● Input material

PR #1050, opened 2018-02-16
Let amazon linux use yum package module

ageorgop:
Amazon linux doesn't work currently with new package module and nothing installs as a result.


lib/packages.cf
```diff
@@ -60,7 +60,7 @@ bundle common package_module_knowledge
     freebsd::
       "platform_default" string => "pkg";
 
-    redhat::
+    redhat|amazon_linux::
```
nickanderson: +1

ageorgop:
yeah i had put in a pr for that, not sure why it's showing up here :/.  I may abort and start over

PR #1057, opened 2018-02-28
Changelog: Add amazon_linux class to yum package module

nickanderson:


nickanderson:
Thanks @ageorgop  Merging.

● Your goal
Whenever the word "opened" occurs in a line of the listing above, return that line.

● Result
PR #1050, opened 2018-02-16
PR #1057, opened 2018-02-28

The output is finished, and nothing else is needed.